Delbecq’s multifaceted installation Daleko (meaning “far” in Russian), 2008, activates visual and sculptural cues, conjuring atmosphere and narrative through the spoken word. The visual center of the work is a color photograph of a river flowing at the edge of a thick forest, which Delbecq has digitally altered. Obscuring the landscape with a dark veil, save for a perfect circle (like a spotlight), she mirrors the vision of a doomed character she describes with words. A wooden bench made from a steamer trunk and containing a compartment is aligned in the center of the space, in stark contrast to the virgin forest we see framed in her photograph. There are hinges on one side of the bench and a slice down the middle of the seat. Presumably, the piece could be opened—I tried, but managed to budge the hulking surface only slightly. The mystery as to what is inside is deliberate. Delbecq’s looping sound piece, filling the space with a female voice, is the work’s linchpin.
Although Delbecq often uses her own voice in her performances and sound pieces, here the Romanian actress Elina Löwensohn (now based in France) reads the artist’s text. (Since 2006, the pair have collaborated on a number of Delbecq’s works.) Löwensohn’s rhythmic voice pours from two small speakers, installed at ear level on either side of the space.
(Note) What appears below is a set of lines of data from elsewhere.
PR #3135, opened 2024-06-21
pkg/defaults: add defaults_darwin.go 

sondavidb:
Before this change, people using nerdctl as a library could not build if their dependency tree took `pkg/defaults`. This adds a dummy file that implements the missing necesssary variables so that it can compile on Mac.

I understand we do not natively support building on Mac, but as this is a library as well as a binary I felt this change might be helpful for a few people.

### DIFF
--- a/pkg/defaults/defaults_darwin.go
+++ b/pkg/defaults/defaults_darwin.go
@@ -1,0 +1,45 @@
+/*
+   Copyright The containerd Authors.
+
+   Licensed under the Apache License, Version 2.0 (the "License");
+   you may not use this file except in compliance with the License.
+   You may obtain a copy of the License at
+
+       http://www.apache.org/licenses/LICENSE-2.0
+
+   Unless required by applicable law or agreed to in writing, software
+   distributed under the License is distributed on an "AS IS" BASIS,
+   WITHOUT WARRANTIES OR CONDITIONS OF ANY KIND, either express or implied.
+   See the License for the specific language governing permissions and
+   limitations under the License.
+*/
+
+// This is a dummy file to allow usage of library functions
+// on Darwin-based systems.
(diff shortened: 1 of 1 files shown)


sondavidb:
Wonder if we should just add a dummy file in pkg/defaults to avoid this in the future

pendo324:
Makes sense to me if the intention of `pkg/api/types` is to separate all of the non-platform specific code so that its more broadly usable

AkihiroSuda:
Not sure if this should be in "api".

What fails on macOS?

sondavidb:
> Not sure if this should be in "api".

All the other structs are in `pkg/api/types`, so this was my reason for putting it here. Do you think it makes less sense here?

> What fails on macOS?

If we pull any libraries that requires `pkg/defaults` down the dependency tree, it will fail with `build constraints exclude all Go files in /Users/dummyuser/go/pkg/mod/github.com/containerd/nerdctl/vs@v2.0.0-beta.5/pkg/defaults`. On looking closer it seems that the only non-platform specific or binary-related function call to this library is in the config, hence my suggested refactor.

Another thought I had was to just make a dummy file `defaults_darwin.go` and implement all the necessary functions with a no-op. Would this be preferred and more logical to you? It would also not break any other changes, while the proposed solution could be breaking.

AkihiroSuda:
> api

IIUC, the api package was created for third party projects that import Go packages of nerdctl.
So, unless the config is consumed by a third party project, it doesn't make much sense to move the config to the "api" package.

> defaults_darwin.go

SGTM

sondavidb:
Thanks. Changed commit title and PR title + message.

AkihiroSuda (approved):
Thanks

PR #3138, opened 2024-06-22
Add `shellcheck` lint to CI

abitrolly:
`find . -name '*.sh` loosk for filenames with .sh extension and passes the list to `shellcheck`.

### DIFF
--- a/.github/workflows/test.yml
+++ b/.github/workflows/test.yml
@@ -31,9 +31,9 @@ jobs:
           version: v1.59.1
           args: --verbose
       - name: yamllint-lint
-        run: yamllint .
+        run: make lint-yaml
       - name: shellcheck
-        run: shellcheck $(find . -name '*.sh')
+        run: make lint-shell
 
   test-unit:
     runs-on: ubuntu-24.04
--- a/.github/workflows/test.yml
+++ b/.github/workflows/test.yml
@@ -32,6 +32,8 @@ jobs:
           args: --verbose
       - name: yamllint-lint
         run: yamllint .
+      - name: shellcheck
+        run: shellcheck $(find . -name '*.sh')
 
   test-unit:
     runs-on: ubuntu-24.04


fahedouch:
thank you @abitrolly , `shellcheck` is failing

abitrolly:
@fahedouch fixed all the warnings.

abitrolly:
Any ideas why rootless tests fail?

abitrolly:
Reverting https://github.com/abitrolly/nerdctl/commit/87d83faa5a1281c87946afdb5319ba4e60ca5061 didn't help.

abitrolly:
Reverting 4191964f849c03c8864c38efb604f0c5a65a7804 doesn't seem to help either.

@fahedouch lint warnings fixed. Any ideas why rootless tests fail?

apostasie:
Hey @abitrolly 

I have been working on something similar, introducing shellcheck as a Makefile target: #3213 - and fixing some of the issues here: #3214

This is clearly duplicating your effort here - I am really sorry about that, as I had not noticed your PR.

I am of course happy to close my PRs if you want to carry yours forward and fix the rootless issue.

LMK your thoughts.

apostasie:
> Reverting [4191964](https://github.com/containerd/nerdctl/commit/4191964f849c03c8864c38efb604f0c5a65a7804) doesn't seem to help either.
> 
> @fahedouch lint warnings fixed. Any ideas why rootless tests fail?

Yes.
You are quoting the extra arguments for the containerd, which will break the startup call with systemd.

examples/nerdctl-ipfs-registry-kubernetes/ipfs-cluster/bootstrap.yaml.sh
```diff
@@ -28,7 +28,7 @@ done
 
 TMPIDFILE=$(mktemp)
 BOOTSTRAP_KEY=$(ipfs-key 2>"${TMPIDFILE}" | base64 -w 0)
-ID=$(cat "${TMPIDFILE}" | grep "ID " | sed -E 's/[^:]*: (.*)/\1/')
+ID=$(< "${TMPIDFILE}" grep "ID " | sed -E 's/[^:]*: (.*)/\1/')
```
apostasie, line 31: `grep "ID " "$TMPIDFILE"` might be more readable / easier to understand for most folks

extras/rootless/containerd-rootless-setuptool.sh
```diff
@@ -29,19 +29,15 @@ set -eu
 
 # utility functions
 INFO() {
-	# https://github.com/koalaman/shellcheck/issues/1593
-	# shellcheck disable=SC2039
-	/bin/echo -e "\e[104m\e[97m[INFO]\e[49m\e[39m ${*}"
+	printf "\e[104m\e[97m[INFO]\e[49m\e[39m %s\n" "$@"
```
apostasie, line 32: That is changing behavior.
We should stick with "$*" to keep the way this is working.

extras/rootless/containerd-rootless-setuptool.sh
```diff
@@ -29,19 +29,15 @@ set -eu
...
 }
 
 WARNING() {
-	# shellcheck disable=SC2039
-	/bin/echo >&2 -e "\e[101m\e[97m[WARNING]\e[49m\e[39m ${*}"
+	printf "\e[101m\e[97m[WARNING]\e[49m\e[39m %s\n" "$@" >&2
```
apostasie, line 36: See above.

Also, I personally prefer `>&2 printf` (redirect first) in that case as it makes it more clear immediately we are printing on stderr.

extras/rootless/containerd-rootless-setuptool.sh
```diff
@@ -29,19 +29,15 @@ set -eu
...
 }
 
 ERROR() {
-	# shellcheck disable=SC2039
-	/bin/echo >&2 -e "\e[101m\e[97m[ERROR]\e[49m\e[39m ${*}"
+	printf "\e[101m\e[97m[ERROR]\e[49m\e[39m %s\n" "$@" >&2
```
apostasie, line 40: See above.

extras/rootless/containerd-rootless.sh
```diff
@@ -145,17 +145,17 @@ if [ -z $_CONTAINERD_ROOTLESS_CHILD ]; then
...
+		--net="$net" --mtu="$mtu" \
+		--slirp4netns-sandbox="$CONTAINERD_ROOTLESS_ROOTLESSKIT_SLIRP4NETNS_SANDBOX" \
+		--slirp4netns-seccomp="$CONTAINERD_ROOTLESS_ROOTLESSKIT_SLIRP4NETNS_SECCOMP" \
+		--disable-host-loopback --port-driver="$CONTAINERD_ROOTLESS_ROOTLESSKIT_PORT_DRIVER" \
 		--copy-up=/etc --copy-up=/run --copy-up=/var/lib \
 		--propagation=rslave \
-		$CONTAINERD_ROOTLESS_ROOTLESSKIT_FLAGS \
-		$0 $@
+		"$CONTAINERD_ROOTLESS_ROOTLESSKIT_FLAGS" \
+		"$0" "$@"
```
apostasie, line 156: This "$CONTAINERD_ROOTLESS_ROOTLESSKIT_FLAGS" here is the reason you are failing to start containerd in rootless.
You need to leave that one unquoted so that it does expand.

abitrolly:
@apostasie you clearly possess more knowledge than I in `bash` shenanigans. So feel free to commit another more clear PR and I'll close this. Or maybe you will find it easier to commit here, if you're among maintainers.

I am just blindly obeying `shellcheck` instructions. )

apostasie:
@abitrolly 
Yeah, bash and I have been in a love/hate/want-to-kill-you type of relationship for a long time :P 

I am not a maintainer so cannot merge. Let see what I can get in on my PRs and reconvene here.

Thanks again!

abitrolly:
Rebased. So now there is only CI command, but also a lot of empty commits that are not removed by `rebase --force --empty drop`.

examples/nerdctl-ipfs-registry-kubernetes/ipfs-cluster/bootstrap.yaml.sh
abitrolly: Well, I agree. :D

extras/rootless/containerd-rootless-setuptool.sh
abitrolly: I am not sure how "$@" is different from "${*}".

extras/rootless/containerd-rootless-setuptool.sh
abitrolly: I had to learn that syntax, because it is not intuitive. It is like shell is breaking command parameters to extract its own instructions from here. I was more comfortable thinking that ">&2" is some kind of chaining option that only comes at the end of a command, and also marks the end.

extras/rootless/containerd-rootless.sh
abitrolly: Makes sense. Looks like it contains multiple flags, so it should be expanded.

abitrolly:
After rebasing with `--no-keep-empty`, the PR now only contains CI code for enabling `shellcheck`.

.github/workflows/test.yml
```diff
@@ -32,6 +32,8 @@ jobs:
           args: --verbose
       - name: yamllint-lint
         run: yamllint .
+      - name: shellcheck
+        run: shellcheck $(find . -name '*.sh')
```
apostasie, line 36: We could use `make lint-shell` - and also for yamllint above `make lint-yaml`.

The point is to keep the same behavior on the CI, and on people laptops.

LMK what you think.

Thanks!

apostasie: LGTM otherwise - and we do need this on the CI for sure.

cc @AkihiroSuda

extras/rootless/containerd-rootless-setuptool.sh
apostasie: `"$@"` will expand to `"$1" "$2"` etc
`"$*"` will expand to `"$1 $2"`

and `${*}` is just `$*`

For eg, try:


```
for i in "$@"; do
        echo "> $i"
done

for i in "$*"; do
        echo "> $i"
done

for i in "${*}"; do
        echo "> $i"
done
```

and call the above script with `./script.sh 1 2 3`

.github/workflows/test.yml
abitrolly: I would prefer CI to be the single source of truth and commands instead of `make` with its tabs vs spaces, but such tooling is not there yet. Fixed.

apostasie (approved):

AkihiroSuda (approved):
Thanks

.github/workflows/test.yml
apostasie: @abitrolly have a look at https://dagger.io/ - clearly CI is a hot steaming pile of mess right now and we definitely need better - dagger is onto that mission.

PR #3155, opened 2024-06-27
pkg/cmd/container: fix wrong var name in create

sondavidb:
Looking at the [commit](https://github.com/containerd/nerdctl/commit/18f29fb006ebb79590acdb07253bdc75527cdcf5) associated with this change, it seems the wrong variable was used when copying the above code, resulting in the wrong OCI hook being used. This change should fix this.


sondavidb:
Related, opened #3156 to add testing to catch something like this.

sondavidb:
Oh, seems like I was wrong. Apologies. Will keep above mentioned issue up unless we think current tests are sufficient.

Issue #3134, opened 2024-06-21
`nerdctl system prune -a` removes volumes in use too


amalthundiyil:
### Description

`nerdctl` removes an image from private registry on `nerdctl system prune -a`

```
root@machine:~# nerdctl ps
CONTAINER ID    IMAGE                             COMMAND                   CREATED         STATUS    PORTS                     NAMES
fe0ba1bdaf95    docker.io/library/registry:2.7    "/entrypoint.sh /etc…"    16 hours ago    Up        0.0.0.0:5000->5000/tcp    registry
root@machine:~# curl http://localhost:5000/v2/_catalog
{"repositories":["python"]}
root@machine:~# nerdctl system prune -af
root@machine:~# curl http://localhost:5000/v2/_catalog
{"repositories":[]}
```

### Steps to reproduce the issue

1. `nerdctl run -d -p 5000:5000 --restart=always --name registry registry:2.7`
2. `nerdctl pull registry.hub.docker.com/library/python:3.9`
3. `nerdctl image tag registry.hub.docker.com/library/python:3.9  localhost:5000/python:3.9`
4. `nerdctl push localhost:5000/python:3.9`
5. `nerdctl system prune -af`
6. `curl http://localhost:5000/v2/_catalog`

### Describe the results you received and expected

`nerdctl` shouldn't remove images from _inside of a private container registry_.

### What version of nerdctl are you using?

1.7.6

### Are you using a variant of nerdctl? (e.g., Rancher Desktop)

None

### Host information

```
Client:
 Namespace:     default
 Debug Mode:    false

Server:
 Server Version: v1.7.16
 Storage Driver: overlayfs
 Logging Driver: json-file
 Cgroup Driver: cgroupfs
 Cgroup Version: 1
 Plugins:
  Log: fluentd journald json-file syslog
  Storage: aufs native overlayfs
 Security Options:
  apparmor
  seccomp
   Profile: builtin
 Kernel Version: 5.4.0-88-generic
 Operating System: Ubuntu 20.04.3 LTS
 OSType: linux
 Architecture: x86_64
 CPUs: 4
 Total Memory: 7.109GiB
 Name: machine
 ID: 165e5604-e251-4d53-aeda-4ef52c811b35
```

apostasie:
@AkihiroSuda I ll take this one

apostasie:
@AkihiroSuda the faulty part seems to be `container prune`.

Reading the code, I just do not get it.
[...]

PR #3163, opened 2024-07-01
Rewrite container remove

apostasie:
This is initially motivated by #3134 

Currently `container.Remove` is faulty as it starts removing resources (specifically anonymous volumes) before even confirming that the container **should** be removed.

There are other likely issues with the current implementation - there seem to be cases where we delete the container, but do not cleanup networking on windows - and likely different behavior wrt snapshot cleanups dependent on container status.

Overall, this function is complex to reason about, because of the defer, the named return value, the confusing logic in what should happen when and what is a hard error or not.
All these reasons explain why the mistakes / issues were made in the first place.

This PR is a suggested rewrite, with the following objectives:
- make it (a little bit) simpler to reason about
- comment generously
- make variables names easier to read
- fix the issues

I appreciate this is impactful, but I also do not think we are quite done here and there may be more bugs in the overall container lifecycle when it comes to destruction.

Nevertheless - this is definitely fixing the core problem which is pretty bad (deletion of anonymous volumes for containers that should not be deleted).

This is draft until the CI is green (can't test windows here).

### DIFF
--- a/cmd/nerdctl/container_prune_linux_test.go
+++ b/cmd/nerdctl/container_prune_linux_test.go
@@ -26,15 +26,28 @@ func TestPruneContainer(t *testing.T) {
 	base := testutil.NewBase(t)
 	tID := testutil.Identifier(t)
 
-	base.Cmd("run", "-d", "--name", tID+"-1", testutil.CommonImage, "sleep", "infinity").AssertOK()
-	defer base.Cmd("rm", "-f", tID+"-1").Run()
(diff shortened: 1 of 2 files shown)


apostasie:
cc @AkihiroSuda PTAL at your convenience.
Windows is failing for now but does not seem related? (can you poke it?)

AkihiroSuda (approved):
Thanks, can we have a test?

apostasie:
@AkihiroSuda sure - sorry for not doing it in the first place, I was in a rush.

Added a test for #3134

AkihiroSuda (approved):
Thanks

In French, she speaks of a flowing river, too far away for its murmuring waves to be heard, and the sound of the trees’ rustling leaves, barely audible. We hear no other noise except that of Löwensohn’s voice as she describes the soundscape imagined by Delbecq. Although the actress’s voice never loses its velvety calmness, a drama quickly arises in the artist’s text. Men with bare arms are chopping trees, sending their trunks to float down the river. There is also another man, working alone on a small canvas with one eye shut and one half open. Concentrating on the still image of the landscape before him, he somehow seems to miss the sounds and movements that surround him. The text ends with the platform on which he is standing being hit by a falling tree, the painter falling, and his painting being thrown into the river—the murky water melting his composition away. The recording loops, beginning again with the phrase “The snow has melted.”
“The voice, more than the image, is at the origin—the backbone of my practice,” Delbecq wrote recently. In this installation, her conviction not only rings true but seems to resonate as a warning. Her painter loses himself and his work in the river as the sound of the space, the lector’s voice, carries on. “A film can be a film without moving images; the presence of a voice is sufficient for its animation,” Delbecq asserts, and her dramatic mastery of language lingers as compelling evidence.